What is data wrangling?

Data wrangling is the process of preparing data for analysis or computation. It includes transforming data into various formats and statistical derivations, cleaning data to account for missing observations, clumsy data types, or outright errors, and arranging data into workable categorized data sets.

When should data be cleaned?

Anyone working with data knows it needs to be cleaned many times along the data pipeline. After data is collected, it must be wrangled before it is stored. When it is taken from storage, it has to be wrangled before it can be input into analytical processes. When data plans change, stored data need to be wrangled to accommodate changes in selected variables, categorization, and record ranges. Sometimes data need to be tidied, this requires wrangling. When models are constructed, data requirements change and data need to be wrangled again. Data need to be wrangled when models are revisited and rerun because questions change and inputs change. Presenting your results also involves wrangling the data. A recent survey of data scientists revealed data scientists spend roughly 80% of their time preparing data; 60% of time is spent wrangling data and 20% is spent collecting data.

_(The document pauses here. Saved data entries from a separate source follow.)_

PR #363, opened 2023-10-31
Don't say collective decision-making is strictly superior to engagement with individuals.

### LINKED ISSUE #351: "should best" and collective privacy
> [Principle](https://w3ctag.github.io/privacy-principles/#principle-collective-privacy): Groups and various forms of institutions should best protect and support autonomy by making decisions collectively rather than individually to either prevent or enable data sharing, and to set defaults for data processing rules.

I'm a little unclear on the grammatical intent of the phrasing of this statement, particularly around the "should best" part.

However, I think that this is making too strong a statement.  There are cases where collective action on privacy, or collective setting of rules, has a great deal of power and utility.  @jyasskin gave a great example in the TPAC session here that highlights how standards development is a good way to use collective decision-making processes to achieve positive privacy outcomes, particularly for cases where the issues are complex.

However, the way that this is phrased could be read to imply that collective setting of rules is strictly superior to engagement with individuals.  I'm guessing that that is unintentional, so I suggest that some editorial work is needed to clarify the intent if that is the case.  Otherwise, I think we might want to debate the point.

jyasskin:
Attempts to fix #351 using @npdoty's [wording](https://github.com/w3ctag/privacy-principles/issues/351#issuecomment-1768760294).

***
<a href="https://pr-preview.s3.amazonaws.com/jyasskin/privacy-principles/pull/363.html#collective-privacy" title="Last updated on Oct 31, 2023, 9:39 PM UTC (08378cd)">Preview</a> | <a href="https://pr-preview.s3.amazonaws.com/w3ctag/privacy-principles/363/5853646...jyasskin:08378cd.html" title="Last updated on Oct 31, 2023, 9:39 PM UTC (08378cd)">Diff</a>

### DIFF
--- a/index.html
+++ b/index.html
@@ -1494,8 +1494,8 @@ Note that [=controlled de-identified data=], on its own, is not sufficient to ma
 
 <p>
   <span class="practicelab" id="principle-collective-privacy">
-    Groups and various forms of institutions should best protect and support autonomy by making
-    decisions collectively rather than individually to either prevent or enable data
+    Groups and institutions should support autonomy by making
+    decisions collectively to either prevent or enable data
     sharing, and to set defaults for data processing rules.
   </span>
 </p>


index.html
```diff
@@ -1494,8 +1494,8 @@
 
 <p>
   <span class="practicelab" id="principle-collective-privacy">
-    Groups and various forms of institutions should best protect and support autonomy by making
-    decisions collectively rather than individually to either prevent or enable data
+    Groups and institutions should support autonomy by making
+    decisions collectively to either prevent or enable data
     sharing, and to set defaults for data processing rules.
```
martinthomson, line 1499: I'm not really sure that this says what it should now.  The right words are hard to get here, but there are few different things that you might say:

1. Institutions need to consider individual autonomy as a goal when making decisions about how to structure the systems they produce, whether it be regulation or voluntary standards.
2. Institutions need to consider the potential for individuals to have diverse goals as it relates to autonomy, rather than thinking of individuals as a uniform collective, and account for those diverse goals when making decisions [etc...].
3. In some settings, decisions made collectively for a population can provide the best ability to ensure that individual autonomy is respected, particularly where actions by a single individual might otherwise have stronger adverse consequences for privacy, such as retaliation or becoming more identifiable as a result of that action.
4. Collective decision-making can provide better outcomes where decisions need to carefully balance individual autonomy against collective harms or benefits.

I'm sure that there are more and more nuanced things to be said here, but I don't know which of these applies.  Perhaps all of them and more.

npdoty: These are useful points to make in the longer explanatory text of this section. There are some existing examples for when collective decision-making can facilitate individual autonomy (like when the decisions are too frequent or complex for an individual), but you should suggest some additional conditions.

Maybe we could merge the fix to the principle, and then Martin you could propose either longer text for this section, or some separate piece of writing that we could cite.

darobin: I don't disagree that there's considerable potential for subtlety and nuance in how institutions relate to individual autonomy. However, I am concerned that in trying to get into too much detail here exceeds the bounds of our legitimate expertise. Doing it right would also extend the text by a lot, and in a way that would not alleviate concerns made by some (including @martinthomson :) that this document is already academic AF.

darobin (approved):

torgo (approved):
lgtm - as is and we discussed that we can build on this with additional text on collective decision making as part of the outcome of #351.

PR #365, opened 2023-11-01
Copy-edit the Collective Privacy section.

### LINKED ISSUE #308: Copy edit section 2.7, Collective Privacy

jyasskin:
I significantly simplified and shortened the wording, so please check that this still says what we want it to say.

This includes the change to the principle in #363, and updates to that PR might imply that we need some other changes to this one.

This should fix #308.


index.html
```diff
@@ -1504,57 +1504,69 @@
...
+which lets a user agent either implement it quickly and asynchronously
+or ignore it for users who want to keep that information private.
+
+Unfortunately, while this arrangement did improve performance,
+it turned out not to help privacy.
+What prevents a site from using [^a/ping^] for [=people=] who have it activated
+and bounce tracking for others? What prevents a browser from opting everyone out because it wishes
 to offer better protection by default? Given the contested nature of the [^a/ping^] attribute and
 the absence of a forcing function to support collective enforcement, the scheme failed to deliver
 improved privacy.
```
jyasskin, line 1566: I wasn't sure exactly what we meant here by "a forcing function to support collective enforcement", so I haven't changed it to simpler wording. What should get enforced? That websites exclusively use `ping` instead of bounce tracking?

I'm also not sure that we're right that `<a ping>` didn't help privacy. My understanding is that [there are tracking-blocking extensions that do block the network requests from the `ping` attribute](https://github.com/gorhill/uBlock/wiki/Dashboard:-Settings#disable-hyperlink-auditing), and that websites have some trouble falling back to bounce tracking in that case. Is there something we can cite that'll better demonstrate that there's a problem?

index.html
```diff
@@ -1504,57 +1504,69 @@
...
+
+  <li>
+    When the [=data processing=] is justified or unjustified at a societal level,
+    even accounting for individual disagreements ([[?Relational-Governance]]).
+  </li>
+</ul>
+
+Different forms of collective decision-making are legitimate depending on what data is being processed.
+These forms might be governmental bodies at various administrative levels, standards
 organisations, worker bargaining units, or civil society fora.
```
darobin, line 1538: Not vital, but wondering if we should reference: https://www.mnot.net/blog/2023/11/01/regulators

index.html
```diff
@@ -1504,57 +1504,69 @@
...
-basis — even if the [=processing=] is relatively simple — is unrealistic if we also want them to have
-reasonable levels of [=autonomy=] in making these decisions.
-
-The purpose of this principle is to require that [=data governance=] provide ways to distinguish
-[=appropriate=] [=data=] [=processing=] without relying on individual decisions whenever the latter
-are impossible, which is often ([[?Relational-Governance]], [[?Relational-Turn]]).
-
-Which forms of collective governance are recognised as legitimate will depend on domains. These may
-take many forms, such as governmental bodies at various administrative levels, standards
+Collective decision-making is likely preferable:
```
jyasskin, line 1507: We could soften the whole recommendation using:

```suggestion
Collective decision-making should be considered:
```

index.html
```diff
@@ -1504,57 +1504,69 @@
...
+    or requests to process data happen very frequently.
+  </li>
+
+  <li>
+    When individuals have systematically less power
+    than the organizations asking them to agree to [=data processing=] ([[?Relational-Turn]]).
+  </li>
+
+  <li>
+    When the [=data processing=] is justified or unjustified at a societal level,
```
npdoty, line 1531:
```suggestion
    When the [=data processing=] is unjust at a societal level even if an individual remains anonymous ([[?Relational-Governance]]).
```

index.html
```diff
@@ -1504,57 +1504,69 @@
...
+    even accounting for individual disagreements ([[?Relational-Governance]]).
```
npdoty, line 1532:
```suggestion
```

darobin (approved):

torgo (approved):
lgtm and reflects consensus of today's call

index.html
jyasskin: In a separate PR. :)

PR #393, opened 2024-01-11
RFC2119 changes

### LINKED ISSUE #371: Be consistent/intentional on "must" vs "should" and RFC 2119 language
Are we intending to use RFC 2119 normative language when we say "must" or "should" in these principles?

If so, we should cite 2119.

In general, it seems like principles are typically "should" language -- they are high-level and involve implementation with many other considerations. But we may want to review which ones say "must" and whether those are absolute.

darobin:
Fixes #371

***
<a href="https://pr-preview.s3.amazonaws.com/w3ctag/privacy-principles/pull/393.html" title="Last updated on Jan 17, 2024, 5:32 PM UTC (3c4e0bb)">Preview</a> | <a href="https://pr-preview.s3.amazonaws.com/w3ctag/privacy-principles/393/da36b9f...3c4e0bb.html" title="Last updated on Jan 17, 2024, 5:32 PM UTC (3c4e0bb)">Diff</a>

### DIFF
--- a/index.html
+++ b/index.html
@@ -1183,7 +1183,7 @@ according to their [=users=]' wishes.
 should restrict the [=data=] they transfer to what's either necessary to achieve their users'
 goals or aligns with their users' wishes and interests.</span></div>
 
-<div class="practice" data-audiences="api-designers"><span class="practicelab">Web APIs must be designed to minimize the amount of data that sites need
+<div class="practice" data-audiences="api-designers"><span class="practicelab">Web APIs should be designed to minimize the amount of data that sites need
 to request to carry out their users' goals.
 Web APIs should also provide granularity and user controls over <a>personal
 data</a> that is communicated to sites.</span></div>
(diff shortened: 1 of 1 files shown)


index.html
```diff
@@ -1183,7 +1183,7 @@
 should restrict the [=data=] they transfer to what's either necessary to achieve their users'
 goals or aligns with their users' wishes and interests.</span></div>
 
-<div class="practice" data-audiences="api-designers"><span class="practicelab">Web APIs should be designed to minimize the amount of data that sites need
+<div class="practice" data-audiences="api-designers"><span class="practicelab">Web APIs must be designed to minimize the amount of data that sites need
```
jyasskin, line 1186: This one has tradeoffs: letting callers minimize the data increases the size of the API ... so I think it should remain "should".

jyasskin (approved):

index.html
```diff
@@ -2389,6 +2389,20 @@
 
 <section class="appendix" id="bp-summary"></section>
 
+<section class="appendix">
+
+# Conformance
+
+This document does not adhere to strict [[?RFC2129]] terminology because it is primarily of
```
jyasskin, line 2396:
```suggestion
This document does not adhere to strict [[?RFC2119]] terminology because it is primarily of
```

index.html
```diff
@@ -2389,6 +2389,20 @@
...
+an informative nature and does not easily lend itself to constraining a conformance class.
+However, within the formulation of its principles, we have taken care to use "should" to indicate 
+that a principle can be ignored in some rare cases given that there are valid reasons for doing so and
```
npdoty, line 2399: I don't think we mean "can be ignored", but rather that a principle could be overridden in particular cases where there are valid reasons for doing so

jyasskin, line 2399: @npdoty suggested:
```suggestion
that a principle can be overridden in some rare cases given that there are valid reasons for doing so and 
```

PR #437, opened 2024-09-25
Explain how a "3 visits free" model can be compatible with the identity principle.

jyasskin:


jyasskin:
There's no consensus in the task force to merge this.

jyasskin:

PR #438, opened 2024-09-26
Rename "ancillary" to "supporting" and "non-ancillary" to "essential."

jyasskin:
***
<a href="https://pr-preview.s3.amazonaws.com/jyasskin/privacy-principles/pull/438.html" title="Last updated on Feb 6, 2025, 7:06 PM UTC (386378a)">Preview</a> | <a href="https://pr-preview.s3.amazonaws.com/w3ctag/privacy-principles/438/d903f58...jyasskin:386378a.html" title="Last updated on Feb 6, 2025, 7:06 PM UTC (386378a)">Diff</a>

### DIFF
--- a/index.html
+++ b/index.html
@@ -1290,17 +1290,17 @@ the data exposed, is to autogenerate a new email address for each context.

What kind of applications should be used to clean data?

Most people are familiar with Microsoft Excel and its open source competitors. Excel is a great example of a data wrangling tool because it is very visual. You can see easily what you are working with when you're wrangling data with a spreadsheet. Spreadsheet applications, however, have a lot of limitations. In Excel, for example, the records in an open sheet are limited to ~ 1,000,000, while available columns are limited to ~ 16,000. This may not seem restrictive, but in the context of even trade data, not to mention big data, it is. See here for a more complete list of excel limitations. Spreadsheets also rely on minimal macro technologies for scripting and are therefore not very efficient data wrangling workhorses.

Programming languages, and the data-focused packages constructed in them, are better for wrangling data. In data science, two main programming languages are used to wrangle data. These are python and S (through the R implementation). While the two languages have many differences, they both share popularity among data scientists that transforms directly into large numbers of workable packages. These packages can be harnessed in concordance with hardware adjustments to facilitate working with big data sets, those data sets with more than a billion records. There are also many software packages that can be used in data science. Wikipedia provides a few in this list.